Paul: Yeah and hence the circle back to you, you're running your intern program to actually deal with that. Okay so listen, before we finish up, Brian. As you know, I always like to end up on a personal thing and I've known you for many, many year. I know that you are just as a big a technophobe as I am—and in certain areas, a bigger technophobe than I am with things like that—so I was quite fascinated by your last vacation. So tell people about cabin fever. [Laughs]
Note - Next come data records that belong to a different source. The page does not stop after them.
PR #1302, opened 2026-02-27
[18.0][FIX] account_invoice_import: Use correct fiscal position

mt-software-de:
Right only the fiscal position is used if it is directly set on the partner. 
In a normal odoo environment it isn't the case that the fiscal position needs to be set,
because it is selected automatically. 

This change uses the method `_get_fiscal_position` which either returns the manually set fiscal position or the automatically detected on.

### DIFF
--- a/account_invoice_import/readme/CONTRIBUTORS.md
+++ b/account_invoice_import/readme/CONTRIBUTORS.md
@@ -4,3 +4,4 @@
 - Yannick Vaucher \<<yannick.vaucher@camptocamp.com>\>
 - Ronald Portier \<<ronald@therp.nl>\>
 - Simone Orsi \<<simone.orsi@camptocamp.com>\>
+- Michael Tietz (MT Software) \<<mtietz@mt-software.de>\>
--- a/account_invoice_import/wizard/account_invoice_import.py
+++ b/account_invoice_import/wizard/account_invoice_import.py
@@ -1,5 +1,6 @@
 # Copyright 2015-2021 Akretion France (http://www.akretion.com/)
 # Copyright 2020-2021 Therp BV (https://therp.nl)
+# Copyright 2026 Michael Tietz (MT Software) <mtietz@mt-software.de>
 # @author: Alexis de Lattre <alexis.delattre@akretion.com>
 # License AGPL-3.0 or later (https://www.gnu.org/licenses/agpl).
 
@@ -364,6 +365,24 @@ class AccountInvoiceImport(models.TransientModel):
             vals["check_total"] = parsed_inv["amount_total"]
         return vals
 
+    def _get_fiscal_position(self, import_config, partner, partner_shipping=None):
+        return (
+            self.env["account.fiscal.position"]
+            .with_company(import_config["company"])
+            ._get_fiscal_position(partner, partner_shipping)
+        )
+
+    def _map_account_and_taxes(self, import_config, partner, account, taxes):
+        res = account, taxes
+        if not partner:
+            return res
+        fiscal_position = self._get_fiscal_position(import_config, partner)
+        if not fiscal_position:
+            return res
+        new_account = fiscal_position.map_account(account)
+        new_taxes = fiscal_position.map_tax(taxes)
+        return new_account, new_taxes
+
     @api.model
     def _prepare_line_vals_1line(self, parsed_inv, import_config, vals, partner):
         il_vals = {
@@ -394,10 +413,9 @@ class AccountInvoiceImport(models.TransientModel):
                 account = import_config["account"]
             if import_config.get("taxes"):
                 taxes = import_config["taxes"]
-        fp = partner and partner.property_account_position_id or False
-        if fp:
-            account = fp.map_account(account)
-            taxes = fp.map_tax(taxes)
+        account, taxes = self._map_account_and_taxes(
+            import_config, partner, account, taxes
+        )
         il_vals.update(
             {
                 "account_id": account.id,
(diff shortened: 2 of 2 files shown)


account_invoice_import/wizard/account_invoice_import.py
```diff
@@ -1,5 +1,6 @@
 # Copyright 2015-2021 Akretion France (http://www.akretion.com/)
 # Copyright 2020-2021 Therp BV (https://therp.nl)
+# Copyright 2026 Michael Tietz (MT Software) <mtietz@mt-software.de>
```
arnaudlayec, line 3: I'm not sure if such a modification involves copyrighting the module?

account_invoice_import/readme/CONTRIBUTORS.md
```diff
@@ -4,3 +4,4 @@
 - Yannick Vaucher \<<yannick.vaucher@camptocamp.com>\>
 - Ronald Portier \<<ronald@therp.nl>\>
 - Simone Orsi \<<simone.orsi@camptocamp.com>\>
+- Michael Tietz (MT Software) \<<mtietz@mt-software.de>\>
```
arnaudlayec, line 7: I'm not sure if such a modification involves being in contributors list?

account_invoice_import/wizard/account_invoice_import.py
```diff
@@ -364,6 +365,24 @@ def _prepare_create_invoice_vals(self, parsed_inv, import_config):
...
+        )
+
+    def _map_account_and_taxes(self, fiscal_position, account, taxes):
+        if not fiscal_position:
+            return account, taxes
+        account = fiscal_position.map_account(account)
+        taxes = fiscal_position.map_tax(taxes)
+        return account, taxes
+
+    def map_account_and_taxes(self, import_config, partner, account, taxes):
```
arnaudlayec, line 382: This method should be private (start with a `_`)
I don't think it is necessary to split in 3 methods the tasks handle here. For code readability, I would suggest to merge `_get_fiscal_position`, `_map_account_and_taxes` and `map_account_and_taxes` in a single method called `_map_account_and_taxes`

account_invoice_import/wizard/account_invoice_import.py
```diff
@@ -364,6 +365,24 @@ def _prepare_create_invoice_vals(self, parsed_inv, import_config):
...
+        fiscal_position = self._get_fiscal_position(import_config, partner)
```
arnaudlayec, line 383: If `partner` is empty, there should be a shortcut before calling `_get_fiscal_position` or , like:
```
if not partner:
     return account, taxes
```

The case where `partner` is empty may occur and is handled by the module (field `account_move.import_partner_data`)

arnaudlayec (changes requested):
Hello,
Thank you for this change. I agree it is really needed because in previous code, if `partner.property_account_position_id` is empty, the fiscal position of the invoice can be set wrongly.
A call to the native method `res_partner._get_fiscal_position` should indeed replace the `partner.property_account_position_id`

I have a few suggestions to let the code simple to read

account_invoice_import/readme/CONTRIBUTORS.md
mt-software-de: This is common practice.

account_invoice_import/wizard/account_invoice_import.py
mt-software-de: This is common practice.

account_invoice_import/wizard/account_invoice_import.py
mt-software-de: IMO not. Each method is dedicated tow one separate mechanism.

account_invoice_import/wizard/account_invoice_import.py
mt-software-de: Yes that can be done. I will remove the check in `_map_account_and_taxes` and add it here.

account_invoice_import/wizard/account_invoice_import.py
```diff
@@ -364,6 +365,24 @@ def _prepare_create_invoice_vals(self, parsed_inv, import_config):
             vals["check_total"] = parsed_inv["amount_total"]
         return vals
 
+    def _get_fiscal_position(self, import_config, partner):
+        return (
+            self.env["account.fiscal.position"]
+            .with_company(import_config["company"])
+            ._get_fiscal_position(partner)
```
arnaudlayec, line 372: Last though: managing the case where the delivery address' country is different than the partner's country would complete this new feature. In such case, the fiscal position guessing considers the delivery country instead of the main partner's country (already in native `account_fiscal_position._get_fiscal_position()`).

Knowing this module does not handle the import of `partner_shipping_id` anyway, this proposal could just be skipped now and planned for another PR.
But I think it's cheap to add in this `account_invoice_import._get_fiscal_position()` method an optional `partner_shipping` arg defaulting to None, used in call to the native method like `._get_fiscal_position(partner, partner_shipping)`, allowing for further inheritance

account_invoice_import/wizard/account_invoice_import.py
arnaudlayec: Ok, why not
The `_` at beginning of method's name remains needed

arnaudlayec (approved):
All good for me, I think it is very helpful

mt-software-de:
@alexis-via could you maybe give this PR a second review?

account_invoice_import/wizard/account_invoice_import.py
mt-software-de: `_` is not needed. It depends if you want to declare a method as private or not. 

But for now i merged everything into two methods to get your approval, and i don't need a good "hook ability" for now.

mt-software-de:
@OCA/edi-maintainers can someon merge this one?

Brian: Yeah—so yeah, for spring—you know, my wife works for the school system, so generally when my kids are on—are out of school, she's off work as well, so I generally try to plan my vacation times to coincide obviously. So spring break came around recently and we were trying to decide what we wanted to do for spring break. My wife and I for Valentine's Day had gone to this cabin that was, you know, back in the woods, just kind of in a little town in the middle of nowhere just... away. We wanted to just get away and we liked it, so we packed the kids up and we just went to his cabin out in the middle of nowhere for four days and unplugged. I think it was great. We you know we—I mean we watched a little TV there. We played some board games. We spent some time outside. The kids enjoyed spending an afternoon just laying around in a hammock that I hung between two trees, right?

Paul: [Laughs]

Brian: But I think it was really good just to get away from the computers, and the iPads, and the phones and all of that and just spend some quality time together for a change, you know? It actually forced the kids to look us in the eye for a minute and spend some time together. It's something I try to do regularly, because as you know we get so focused on technology when it comes to work and, you know, even away from work. You know I tell my wife all the time I've got like three jobs. You know I've got my day job, then writing and speaking and all of that. So I mean I spend way too much time staring at a computer screen.

Paul: Yeah.

Brian: And so I really like to get away from that. That's why I enjoy going to cabins or going camping or, you know, fishing or whatever it is. Anything to get outside for a little while.

Paul: Yeah, a little bit of that laying back and just looking at the clouds pass by.

Brian: Why not, right?

Paul: Yeah, indeed. I think that probably, Brian, is as good a note as any to leave it on. So thank you for taking some time out of your busy, busy schedule to talk to me.

Brian: Oh, anytime—and let's not wait three years before we do it again.

Paul: Oh, indeed. Okay, I'm scheduling you in for this time next year again, Brian. [Laughs]

Brian: Excellent.

Paul: Okay everyone, that's it for this iTalk. Tune in again for the next one. Bye for now.